PWNED: President Trump's intense Twitter habit has made him a prime target for propaganda from China, Russia and Iran, the New York Times's Mike McIntire and Nicholas Confessore report.  

State-sponsored accounts from those nations have directed thousands of posts at the president, some of which he has retweeted, they report.

State-sponsored accounts trying to attract the president's attention "frequently promoted conspiracy theories or support for Mr. Trump’s policies," Mike and Nicholas report. One of the state-sponsored accounts retweeted by Trump wrote, "We love you Mr. President!".

Trump's high level of engagement on Twitter gives users an "amazing opportunity to game the president," former FBI agent and cybersecurity expert Clint Watts told the Times. “You are very clearly capable of using Twitter to entice and influence this president,” he said. “You can distort the guy’s views from your house.”
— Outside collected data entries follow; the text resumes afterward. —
PR #228, opened 2019-10-15
Refactor Series.median() in a new style via np.median

kozlov-alexey:


hpat/datatypes/hpat_pandas_series_functions.py
```diff
@@ -1547,3 +1547,53 @@ def hpat_pandas_series_nunique_impl(self, dropna=True):
...
+
+       Test: python -m hpat.runtests hpat.tests.test_series.TestSeries.test_series_median1
+       Test: python -m hpat.runtests hpat.tests.test_series.TestSeries.test_series_median_skipna_default1
+       Test: python -m hpat.runtests hpat.tests.test_series.TestSeries.test_series_median_skipna_false1
+
+    Parameters
+    -----------
+    self: :obj:`pandas.Series`
+          input series
+    axis: axis for the function to be applied on, default None
```
densmirn: Please specify type of the parameter.

hpat/datatypes/hpat_pandas_series_functions.py
```diff
@@ -1547,3 +1547,53 @@ def hpat_pandas_series_nunique_impl(self, dropna=True):
...
+
+    """
+
+    _func_name = 'Method median().'
+
+    if not isinstance(self, SeriesType):
+        raise TypingError(
+            '{} The object must be a pandas.series. Given self: {}'.format(_func_name, self))
+
+    if not isinstance(self.dtype, (types.Integer, types.Float)):
```
densmirn: You can consider shortcut `types.Number` for `(types.Integer, types.Float)`.

hpat/datatypes/hpat_pandas_series_functions.py
```diff
@@ -1547,3 +1547,53 @@ def hpat_pandas_series_nunique_impl(self, dropna=True):
...
+       Test: python -m hpat.runtests hpat.tests.test_series.TestSeries.test_series_median1
+       Test: python -m hpat.runtests hpat.tests.test_series.TestSeries.test_series_median_skipna_default1
+       Test: python -m hpat.runtests hpat.tests.test_series.TestSeries.test_series_median_skipna_false1
+
+    Parameters
+    -----------
+    self: :obj:`pandas.Series`
+          input series
+    axis: axis for the function to be applied on, default None
+         *unsupported*
```
densmirn: Please add check of unsupported parameters and raise exception in case of parameter is really unsupported. Moreover you could cover such cases by unit tests.

hpat/tests/test_series.py
```diff
@@ -1711,6 +1712,35 @@ def test_impl(S):
         S = pd.Series(np.random.ranf(m))
         self.assertEqual(hpat_func(S), test_impl(S))
 
+    def test_series_median_skipna_default1(self):
+        '''Verifies median implementation with default skipna=True argument on a series with NA values'''
+        def test_impl(S):
+            res = S.median()
+            print(res)
```
densmirn: Please remove `print` if it was used for debugging. I don't think we need that here.

hpat/tests/test_series.py
```diff
@@ -1711,6 +1712,35 @@ def test_impl(S):
...
+            return res
+        hpat_func = hpat.jit(test_impl)
+
+        S = pd.Series([2., 3., 5., np.nan, 5., 6., 7.])
+        self.assertEqual(hpat_func(S, ), test_impl(S))
```
densmirn: typo: hpat_func(S, ) -> hpat_func(S)

hpat/tests/test_series.py
```diff
@@ -1711,6 +1712,35 @@ def test_impl(S):
...
+
+    def test_series_median_skipna_false1(self):
+        '''Verifies median implementation with skipna=False on a series with NA values'''
+        def test_impl(S):
+            res = S.median(skipna=False)
+            print(res)
```
densmirn: Is it debuggable `print`? If it's so please remove.

hpat/tests/test_series.py
```diff
@@ -1711,6 +1712,35 @@ def test_impl(S):
...
+        hpat_func = hpat.jit(test_impl)
+
+        # np.inf is not NaN, so verify that a correct number is returned
+        S1 = pd.Series([2., 3., 5., np.inf, 5., 6., 7.])
+        self.assertEqual(hpat_func(S1), test_impl(S1))
+
+        # TODO: both return values are 'nan', but HPAT's is not np.nan, hence checking with
+        # assertIs() doesn't work - check if it's Numba relatated
+        S2 = pd.Series([2., 3., 5., np.nan, 5., 6., 7.])
+        self.assertTrue(np.isnan(hpat_func(S2)) and np.isnan(test_impl(S2)))
```
```suggestion
        self.assertEqual(np.isnan(hpat_func(S2)), np.isnan(test_impl(S2)))
```
It will give more info in case of error.

hpat/tests/test_series.py
```diff
@@ -1711,6 +1712,35 @@ def test_impl(S):
...
+
+    @unittest.skip('HPAT distribution is not working (new-style impl issue)')
```
shssf: This is because you delete this ability (see above)

hpat/hiframes/series_kernels.py
```diff
@@ -528,7 +528,6 @@ def gt_f(a, b):
     'nsmallest_default': lambda A, name: hpat.hiframes.api.init_series(hpat.hiframes.api.nlargest(A, 5, False, lt_f), None, name),
     'head': lambda A, I, k, name: hpat.hiframes.api.init_series(A[:k], None, name),
     'head_index': lambda A, I, k, name: hpat.hiframes.api.init_series(A[:k], I[:k], name),
-    'median': lambda A: hpat.hiframes.api.median(A),
```
shssf: do not delete this. Comment it out if you need. In this PR this code is needed for parallelism.

hpat/hiframes/pd_series_ext.py
```diff
@@ -683,14 +683,6 @@ def resolve_head(self, ary, args, kws):
...
         return signature(ary, *args)
 
-    @bound_function("series.median")
-    def resolve_median(self, ary, args, kws):
-        assert not kws
-        dtype = ary.dtype
-        # median converts integer output to float
-        dtype = types.float64 if isinstance(dtype, types.Integer) else dtype
-        return signature(dtype, *args)
-
```
shssf: do not delete this. Comment it out if you need. In this PR this code is needed for parallelism.

hpat/hiframes/hiframes_typed.py
```diff
@@ -866,7 +866,7 @@ def _run_call_series(self, assign, lhs, rhs, series_var, func_name):
             return self._replace_func(func, [data], pre_nodes=nodes)
 
         if func_name in ('std', 'nunique', 'describe', 'isna',
-                         'isnull', 'median', 'idxmin', 'idxmax', 'unique'):
+                         'isnull', 'idxmin', 'idxmax', 'unique'):
```
shssf: usually I do following https://github.com/IntelPython/hpat/pull/189/files#diff-f13c21aac60fb8f7ae3c9527239d1e17R990
instead removing this name from this loop

hpat/datatypes/hpat_pandas_series_functions.py
```suggestion
    if not isinstance(self._data.dtype, (types.Integer, types.Float)):
```

hpat/datatypes/hpat_pandas_series_functions.py
```diff
@@ -1547,3 +1547,53 @@ def hpat_pandas_series_nunique_impl(self, dropna=True):
...
+    if not isinstance(self, SeriesType):
+        raise TypingError(
+            '{} The object must be a pandas.series. Given self: {}'.format(_func_name, self))
+
+    if not isinstance(self.dtype, (types.Integer, types.Float)):
+        raise TypingError(
+            '{} The function only applies to elements that are all numeric. Given data type: {}'.format(_func_name, self.dtype))
+
+    def hpat_pandas_series_median_impl(self, axis=None, skipna=True, level=None, numeric_only=None):
+        if skipna:
```
shssf: I see no checks for `skipna` type. What happened if it is `None`?

hpat/datatypes/hpat_pandas_series_functions.py
densmirn: Minor correctness: `self._data.dtype` -> `self.data.dtype`

hpat/hiframes/hiframes_typed.py
densmirn: `_not_series_array_attrs = ['resolve_median', ...]` just avoids replacement of `series.median` with `array.median`. As I see we are not able to keep both approaches just by adding `'resolve_median'` to the list. Please correct me if I'm wrong.

hpat/datatypes/hpat_pandas_series_functions.py
kozlov-alexey: @shssf But why is that better (that's less typing and they should always be the same)?

hpat/hiframes/pd_series_ext.py
kozlov-alexey: @shssf But that's just typing the same we've got from the overload. Keeping it has no sense - if we don't use old-style implementation from series_kernels.py, i.e. hpat.hiframes.api.median.

hpat/hiframes/hiframes_typed.py
kozlov-alexey: @shssf @densmirn No, if we keep 'median' here we'll use and invoke the old-style implementation (so commenting hpat.hiframes.api.median in series_kernels would cause lowering error). It's not possible to keep both implementations (unless one or the other is selected basing on configured pipeline). But anyway, in the new-style the parallel test is broken, even if I call the old-style hpat.hiframes.api.median function from the overload itself.

hpat/datatypes/hpat_pandas_series_functions.py
kozlov-alexey: Done.

hpat/tests/test_series.py
kozlov-alexey: Corrected.

hpat/tests/test_series.py
kozlov-alexey: Thank you.

hpat/tests/test_series.py
kozlov-alexey: Removed.

hpat/datatypes/hpat_pandas_series_functions.py
kozlov-alexey: Corrected by adding checks.

hpat/datatypes/hpat_pandas_series_functions.py
kozlov-alexey: Thank you.

hpat/tests/test_series.py
kozlov-alexey: Done.

hpat/datatypes/hpat_pandas_series_functions.py
```diff
@@ -1547,3 +1547,67 @@ def hpat_pandas_series_nunique_impl(self, dropna=True):
...
+
+       Test: python -m hpat.runtests hpat.tests.test_series.TestSeries.test_series_median1
+       Test: python -m hpat.runtests hpat.tests.test_series.TestSeries.test_series_median_skipna_default1
+       Test: python -m hpat.runtests hpat.tests.test_series.TestSeries.test_series_median_skipna_false1
+
+    Parameters
+    -----------
+    self: :obj:`pandas.Series`
+          input series
+    axis: {0 or `index`, None}, default None
```
densmirn: Let's specify type of the parameter as `:obj:<type>`.

hpat/datatypes/hpat_pandas_series_functions.py
```diff
@@ -1547,3 +1547,67 @@ def hpat_pandas_series_nunique_impl(self, dropna=True):
...
+
+    """
+
+    _func_name = 'Method median().'
+
+    if not isinstance(self, SeriesType):
+        raise TypingError(
+            '{} The object must be a pandas.series. Given self: {}'.format(_func_name, self))
+
+    if not isinstance(self.dtype, types.Number):
```
densmirn: @shssf eventually what do you think about extracting `dtype` from `self`? `self.dtype` or `self.data.dtype`. BTW for me `dtype` means "data type", `data.dtype` means "data data dtype". I vote for shorter option.

hpat/datatypes/hpat_pandas_series_functions.py
```diff
@@ -1547,3 +1547,67 @@ def hpat_pandas_series_nunique_impl(self, dropna=True):
...
+        raise TypingError(
+            '{} The function only applies to elements that are all numeric. Given data type: {}'.format(_func_name, self.dtype))
+
+    if not (isinstance(axis, (types.Integer, types.UnicodeType, types.Omitted)) or axis is None):
+        raise TypingError('{} The axis must be an Integer or a String. Currently unsupported. Given: {}'.format(_func_name, axis))
+
+    if not (isinstance(skipna, (types.Boolean, types.Omitted)) or skipna == True):
```
densmirn: Do you exactly need to check `skipna == True`?

hpat/hiframes/hiframes_typed.py
```diff
@@ -879,6 +879,9 @@ def _run_call_series(self, assign, lhs, rhs, series_var, func_name):
                 data = self._get_series_data(series_var, nodes)
             return self._replace_func(func, [data], pre_nodes=nodes)
 
+        if func_name == 'median':
+            return [assign]
```
densmirn: You will achieve the line never, because `'median'` is processed above. Moreover if `func_name` doesn't match any condition in this function `return [assign]` is by default.

kozlov-alexey: @densmirn Yes, it was needed only when 'median' was removed from the tuple above. 
It'll be removed in the next commit.

hpat/datatypes/hpat_pandas_series_functions.py
kozlov-alexey: Yes, without it the check will fail, because the check is passed several times during typing. So if skipna argument is omitted during one pass skipna will have types.Omitted and during the other pass it will have type(skipna)=bool, hence the second part of the check is needed to work properly and not raise exception.

hpat/datatypes/hpat_pandas_series_functions.py
kozlov-alexey: Done .

hpat/datatypes/hpat_pandas_series_functions.py
```diff
@@ -1547,3 +1547,67 @@ def hpat_pandas_series_nunique_impl(self, dropna=True):
...
+
+    """
+
+    _func_name = 'Method median().'
+
+    if not isinstance(self, SeriesType):
+        raise TypingError(
+            '{} The object must be a pandas.series. Given self: {}'.format(_func_name, self))
+
+    if not isinstance(self.dtype, types.Number):
```
```suggestion
    if not isinstance(self.data.dtype, types.Number):
```

hpat/datatypes/hpat_pandas_series_functions.py
shssf: @densmirn I think this is a bug in Numba. Without second check it will not work.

Trump has retweeted at least 145 unverified accounts that push conspiracy or extremist content, more than two dozen of which have been suspended by Twitter, the Times found.

PUBLIC KEY

— Cybersecurity news from the public sector:

Officials and cyber experts are expressing confidence in reforms made to prevent a repeat of election hacking and foreign interference one year ahead of their biggest test yet, Election Day 2020.
The Hill
The Pentagon once again is sending cyber personnel overseas to gather intelligence to help protect the 2020 presidential elections against foreign interference, the U.S. Embassy in Montenegro announced this week.
CyberScoop
Organizations that rely on third-party vendors to provide cloud-based services are increasingly at risk of ransomware attacks, according to a new report.
State Scoop
The Trump administration is creating a center that will give immigration agents access to information from U.S. intelligence agencies. Migrants and others denied entry will be unable to see the evidence against them because it is classified.
ProPublica
The Defense Department named five bases around the country to test emerging high speed 5G network applications.
Federal Computer Week

PRIVATE KEY

— Cybersecurity news from the private sector:

After months of warnings, the first successful attack using Microsoft's BlueKeep vulnerability has arrived—but isn't nearly as bad as it could have been.
Wired
The so-called Hamburglar is still at large, infiltrating customers’ McDonald’s app accounts and ordering food on their dime. For some victims, their troubles didn’t end there as they were unhappy with how McDonald’s handled their cases.
CBC
Germany and France are rolling out a government-backed project to develop European cloud infrastructure in an effort to help local providers compete with U.S. technology giants, which dominate the global cloud market.
Wall Street Journal

THE NEW WILD WEST

— Cybersecurity news from abroad:

India’s main opposition Congress party said on Sunday that its general secretary Priyanka Gandhi Vadra had been informed by messaging service WhatsApp that her phone was hacked during this year’s election campaign by malware from Israeli surveillance firm NSO.
Reuters

CHAT ROOM

Just in time for this year's Election Day, check out John Oliver's This Week Tonight riff on election security:

ZERO DAYBOOK

—Coming up:

  • The Judiciary Committee’s subcommittee on crime and terrorism will host a hearing entitled “How Corporations and Big Tech Leave Our Data Exposed to Criminals, China, and Other Bad Actors on Tuesday at 2:30 p.m. EST.
  • The Senate Judiciary Committee will host a hearing on Reauthorizing the USA FREEDOM Act of 2015 on Wednesday at 2:30 p.m. EST.